In passato l’infiammazione veniva trattata in maniera progressiva, ricorrendo a farmaci via via più forti in caso di peggioramento dei sintomi. Ora invece è possibile intervenire in maniera mirata ed efficace fin dalle fasi più precoci. In Italia l’artrite reumatoide colpisce all’incirca una persona su cento. Solitamente colpisce principalmente le donne si un’età compresa fra i 30 e i 60 anni. Il primo campanello d’allarme è l’improvvisa rigidità delle articolazioni soprattutto al risveglio. A questo disturbo si possono poi aggiungere altri due sintomi come il dolore e il gonfiore.

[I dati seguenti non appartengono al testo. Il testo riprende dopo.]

Issue #226, opened 2021-12-25
[Feature] Amending edits


peolic:
Implement the option to amend/update already-submitted edits, prior to their application/rejection.
This will help immensely in resolving conflicts (when they are identified ahead of time), correcting mistakes (typos, missing/incorrect data, switching merge direction, updating merge sources) and generally updating data due to a comment from a fellow user.
Currently the only option is to cancel and recreate the edit.

A preliminary design idea - use the entity forms (`PerformerForm`, `SceneForm`, `TagForm`, `StudioForm`).
This is open to suggestions. 

- [x] By default, the form will be populated with the edit details, merged with the entity's current values - current value, unless edit details is not null for that field (edit details override entity's current values).
- [ ] Have the option to reset specific fields to the entity's current values.
- [x] "Confirm" tab should diff the new values, either against the entity's current values, or against the edit's current details (this might be too confusing).
- [x] ~~Will require some changes to the components in order to allow passing all the "old" values (edit's `old_details`).~~
	Perhaps this will not be needed - if the "Confirm" tab will show the diff against the entity's current values, the user can determine what they need to change from that diff view.
- [ ] Merge edits are an edge case that need to be handled.
	Merge sources should be editable (removal), and the merge target should be changeable.
	I think this will add another layer of complexity to this feature, and may need to be delegated.
- [x] Create edits should be fairly straightforward, since the created entity can be constructed from `EditDetails` and passed on to the form component.
- [ ] The buttons for amending and cancelling edits should be visible (in some fashion) on the edits list.
	Currently, the cancel button is only visible on a single edit's view page, and only at the bottom of the page, which is buried in my opinion, and users easily miss it/don't even know about it.

Added by InfiniteStash:
- [x] Amending edits should remove all votes.
- [x] Limit to one amend per edit, to prevent abuse.

#365

ghost:
Sounds reasonable. I think we should be able to get away with just adding an init state to the forms, except as you say for the merge edits which needs a step to handle merge sources.

Additionally I think amending edits should remove all votes. I also think you should be limited to amending an edit once, to prevent abuse.

PR #247, opened 2022-01-19
Add initial values to forms

peolic:
Steps towards #226


peolic:
I believe this is done now, no rush to merge or anything. If this is too big, I can split out some changes I picked up along the way.
All of the forms should work as before (and seem to be).
Forms now use `defaultValues` to set default values on all the form inputs, `Controller`s used when applicable.

I didn't test the actual functionality of providing `initial` to any forms **except for `PerformerForm`** (aliases and images) because it is essential for merging.
What I mean is, it's possible more changes would have to be made for #226.

`StudioSelect` - I opted to extract the controller from the component.
I could have kept it in and provided the field name, but this way the types are more useful.
I think the recommended way to get the form control/values/state/etc, is by using `FormProvider` and `useFormContext()`.

Some of the less-related changes include:
- `boobJob` -> `breastType`
- fix types for aliases (yup/RHF now trim the aliases and transforms them to `string[]`)
- `diff.ts`/`schema.ts` setup for TagForm, like the other forms.

PR #242, opened 2022-01-15
Favorite studios and performers

ghost:
Studios and performers can be favorited by clicking the star on the entity page. Didn't have time to implement it, but the idea is that you can filter entity lists and edits, by fav status.

TODO:
- [x] Filter performer list by fav status
- [x] Filter studio list by fav status
- [x] Filter edits by performer favoriting
- [x] Filter edits by studio favoriting

PR #253, opened 2022-01-20
UI Fixes

peolic:
If this PR should be against master, we can switch it.

- Fix performer fuzzy date compare
- Fix destructive edit expiration:
	only show the minimum voting period when an edit is destructive and has passed the threshold for immediate edit application, but has not been open for the minimum voting period.


peolic:
https://github.com/stashapp/stash-box/pull/242#issuecomment-1015253403
this turned out to be wrong, margin-top: auto just glued it to the bottom, so on some performer pages it doesn't line up.

PR #271, opened 2022-01-27
Performer form/merge updates

peolic:
- _Update performer rename help message:_
	This may be the most confusing part for newcomers when editing performers.
	I believe it was suggested to provide an example, but I didn't have an idea for how to do that,
	so I just updated the text and tried to explain it more plainly.
- _Add help string to performer merging aliases:_
	Less of an issue, but probably best to have some explanation next to that checkbox as well.
	Same as above about providing an example.
- _Set merge checkbox to false if all source names match:_
	When merging `A` with `A` (or `A `), there's no reason for it to be enabled by default. That's all.
	Could also be expanded to be a case-**in*sensitive compare.
- _Check update aliases by default on performer rename:_
	Like the first commit above, this has been confusing.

Le articolazioni più colpite sono soprattutto quelle della mano e delle dita. Questa rigidità, accompagnata da dolore cronico ,insorge spesso anche a livello di gomiti, ginocchia, spalle, caviglie. Influenza la qualità di vita delle persone che con il passare del tempo limitano le attività quotidiane più banali. Si possono infatti avere difficoltà a scrivere, aprire una bottiglia, lavarsi e vestirsi. Le cause dell’artrite reumatoide non sono ancora del tutto chiare. Quello che si sa questo problema nasce dalla somma di più fattori. C’è sicuramente la predisposizione genetica o più fattori esterni, come il fumo di sigaretta oppure infezioni del cavo orale.
Studi scientifici dimostrano che intervenendo entro i primi tre-sei mesi si cambia il decorso della malattia. Ce lo dimostra una ricerca condotta dall’Università di Genova in collaborazione con l’università di Verona e pubblicata sulla rivista Cells. Il team di ricerca tutto italiano ha scoperto una molecola dal nome Rna non codificante RP11-498C9.15. Essa è in grado di modulare l’espressione dei nostri geni controllando l’insorgenza e le manifestazioni cliniche dell’artrite reumatoide.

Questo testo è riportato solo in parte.